1a. Define the length function using map and sum

length xs = sum . map (\_ -> 1)

1b. What does map (+1) (map (+1) xs) do? Can you conclude anything in general about properties of map f (map g xs) where f and g are arbitrary functions?

The function map (+1) (map (+1) xs) creates an array that increments each element by 2. In general, map f (map g xs) is equal to map (f . g) xs

1c. Give the type of, and define the function iter so that iter n f x = f (f (... (f x))) where f occurs n times on the right-hand side of the equation.
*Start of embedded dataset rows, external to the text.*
PR #826, opened 2024-06-27
Implement "Form Applicability" design for viewing form rules

martha:
## Description

GH issue: https://github.com/open-path/Green-River/issues/6108
Depends on hmis-warehouse PR: https://github.com/greenriver/hmis-warehouse/pull/4494

## Type of change
- [ ] Bug fix
- [ ] Dependency update


src/modules/admin/components/formRules/FormRuleCard.tsx
martha, line 1: I renamed this to `FormRulesCard`, plural, to better differentiate it from singular `FormRule`

src/modules/admin/components/formRules/FormRuleTable.tsx
```diff
@@ -127,75 +46,39 @@ const FormRuleTable: React.FC<Props> = ({
     getVariables: (values) => ({
       input: { input: values as FormRuleInput, id: selectedRule?.id || '' },
     }),
-    onCompleted: () => {},
+    onCompleted: () => {
+      evictQuery('formDefinition', { id: formId });
```
martha, line 50: Maybe could use more precise cache manipulation to _just_ invalidate/refetch the `formDefinition`'s `projectMatches`, and not the entire record.

src/modules/admin/components/formRules/FormRule.tsx
```diff
@@ -0,0 +1,121 @@
...
+        <IconButton
+          aria-label='edit form rule'
+          disabled={rule.system}
+          onClick={() => {
+            setSelectedRule(rule);
+            openFormDialog();
+          }}
+          size='small'
+        >
+          <EditIcon fontSize='inherit' />
```
martha, line 114: This edit button and will go away soon (https://github.com/open-path/Green-River/issues/6109) but I left it for now in order to easily test the result of changing rules on the project applicability.

src/modules/dataFetching/components/GenericTableWithData.tsx
```diff
@@ -61,6 +61,7 @@ export interface Props<
   defaultFilterValues?: Partial<FilterOptionsType>;
   showTopToolbar?: boolean;
   noSort?: boolean;
+  noPaginate?: boolean;
```
martha: I added `noPaginate` for now just to get everything hooked up. But I would like to discuss what to do in terms of pagination, sorting, and filtering on the `FormProjectMatchTable`.

The underlying record type, `InstanceProjectMatch` is just a ruby object, not a rails model. My understanding is that from the backend's perspective, there's not much benefit to paginating this list, because we aren’t querying the db.

Is it worthwhile to enable pagination for this table just for the ux benefit? Is there anywhere else in the codebase already where we paginate, filter, or sort on a non-ActiveRecord?

gigxz: If it's not too hard, I think it would be worthwhile to resolve the array as paginated in the GraphQL API, so that the frontend can use the same patterns for pagination.

We have almost had this need before (paginating an array) and I'm sure we'll have it again. I started an implementation one time that never made it into the codebase. Here are some not-fully-fleshed thoughts about that:
* `Types::Forms::ProjectMatch.page_type`
* Update [this function](https://github.com/greenriver/hmis-warehouse/blob/771099a1842631e424086ceadd617fec33ded06c/drivers/hmis/app/graphql/types/paginated_scope.rb#L18) to have conditional logic for how to apply `limit` or `offset` based on whether `@all_nodes` is an AR scope or an array. 
  * Actually, maybe the more appropriate thing is to create a `PaginatedArray` that is similar to `PaginatedScope`, and choose the appropriate one [here](https://github.com/greenriver/hmis-warehouse/blob/771099a1842631e424086ceadd617fec33ded06c/drivers/hmis/app/graphql/types/base_field.rb#L58-L59) based on whether the object is an array or a scope.
* There is a downside which is we could accidentally resolve an array when really we should use a scope, and it would be slow. For that reason, it might be better to have something explicit (eg specifying `Types::Forms::ProjectMatch.array_page_type` but that might be a little tricker to work in

martha: Yes sounds good! See https://github.com/greenriver/hmis-warehouse/pull/4494/commits/a67d6179b9971b5f6cb635c81378734437183380

src/modules/admin/components/formRules/FormRuleTable.tsx
martha: Since this is related to editing, I'd like to address it in https://github.com/open-path/Green-River/issues/6109 which I'll pick up next!

src/components/elements/TitleCard.tsx
```diff
@@ -60,6 +62,7 @@ const TitleCard: React.FC<Props> = ({
         }}
       >
         <Typography
+          component={headerComponent || 'span'}
```
gigxz: Defaulting to `span` might not be right. Can we just leave it empty if `headerComponent` was not passed?
It will set the component based on the default `variantMapping` https://mui.com/material-ui/api/typography/ so maybe we should leave that behavior as-is until we address the header tag issue across the board

src/modules/admin/components/formRules/FormRulesCard.tsx
```diff
@@ -0,0 +1,101 @@
...
+      evictQuery('formDefinition', { id: formId });
+      evictQuery('formRules');
+    },
+  });
+
+  // Fetch here in order to display the total number of project matches outside of the table.
+  // FormProjectMatchTable also requests this, so it will fetch from the apollo cache.
+  const { data: fetchFormData } = useGetFormProjectMatchesQuery({
+    variables: { id: formId },
+  });
```
gigxz, line 47: I am seeing this make 2 queries on page load
Screenshot 2024-07-01 at 11 40 26 AM

But I see why it's needed, since we don't have an easy way to get that number "out" of the GenericTableWithData component. There are definitely improvements that could be made to that component api, since we have this need elsewhere too.

This is OK to leave as-is but maybe we can set `limit: 0` explicitly since we're not doing anything with the returned nodes.

src/modules/admin/components/forms/FormDefinitionDetailPage.tsx
```diff
@@ -91,7 +91,13 @@ const FormDefinitionDetailPage = () => {
...
         <Grid container spacing={2}>
           <Grid item xs={12} md={8}>
-            <CommonCard title='Details'>
+            <CommonCard
+              title={
+                <Typography variant='h4' component='h2' sx={{ mb: 2 }}>
+                  Details
+                </Typography>
+              }
+            >
```
gigxz: This doesn't seem ideal.. the point of CommonCard is to hide these style details. Is there a reason we have `h5` CommonCards some places but this page in particular needs `h4` cards? We should discuss this w design

gigxz (commented):
Looks great!! just a few minor comments

src/modules/admin/components/formRules/FormRulesCard.tsx
martha: Ah thanks for checking this. I updated the query to use `limit: 0` and updated the comment as well to be more honest.

src/modules/admin/components/forms/FormDefinitionDetailPage.tsx
martha: Hm, you're right -- I was just trying to figure out a way to update the Form Definition page to match the designs, without messing with CommonCards across the app -- but we should definitely take a broader view.

I started a thread in the figjam here: https://www.figma.com/board/axGI9vwmuBRC4uZ11ZJ3RP?node-id=773-10818#858654148

My guess is that Bobby made the change from `<h5>` to `<h4>` in the card titles on this page so that the cards could have subtitles at the `<h5>` level, such as Form Applicability - Rules and Projects. So as not to block this PR on that conversation, I'll revert the change here to use `<h5>` and then make those sub-headings `<h6>`, if that sounds good to you.

martha: Here's a preview of how that approach looks:

Screenshot 2024-07-01 at 12 30 29 PM

gigxz: okay sounds good, thanks for following up there

gigxz (approved):
👍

For instance, we should have iter 3 f x = f (f (f x)) and iter 0 f x should return x.

iter :: Int -> (a -> a) -> a -> a
iter 0 _ = id
iter n f = iter (n - 1) f . f

1d. What is the type and effect of the following function?

\n -> iter n succ

succ is the successor function, which increases a value by one:

The type of the function is Enum a => Int -> a -> a

1e. How would you define the sum of the squares of the natural numbers 1 to n using map and foldr?

squaresSum n = foldr (+) 0 squares 
  where 
    squares = map (^2) [1..n]

1f. How does the function behave?

mystery xs = foldr (++) [] (map sing xs)
  where
    sing x = [x]

Maps each element of the list in to a single element list and then concatenate them. The output is equivalent to the original list.

1g. If id is the polymorphic identity function, defined by id x = x, explain the behavior of the expressions (id . f), (f . id), (id f). If f is of type Int -> Bool, at what instance of its most general type a -> a is id used in each case?

(id . f) x = (id :: Bool -> Bool) (f x) = f x
(f . id) x = f ((id :: Int -> Int) x) = f x
(id f) = (id :: (Int -> Bool) -> (Int -> Bool)) f = f

1h. Define a function composeList which composes a list of functions into a single function. You should give the type of composeList, and explain why the function has this type. What is the effect of your function on an empty list of functions?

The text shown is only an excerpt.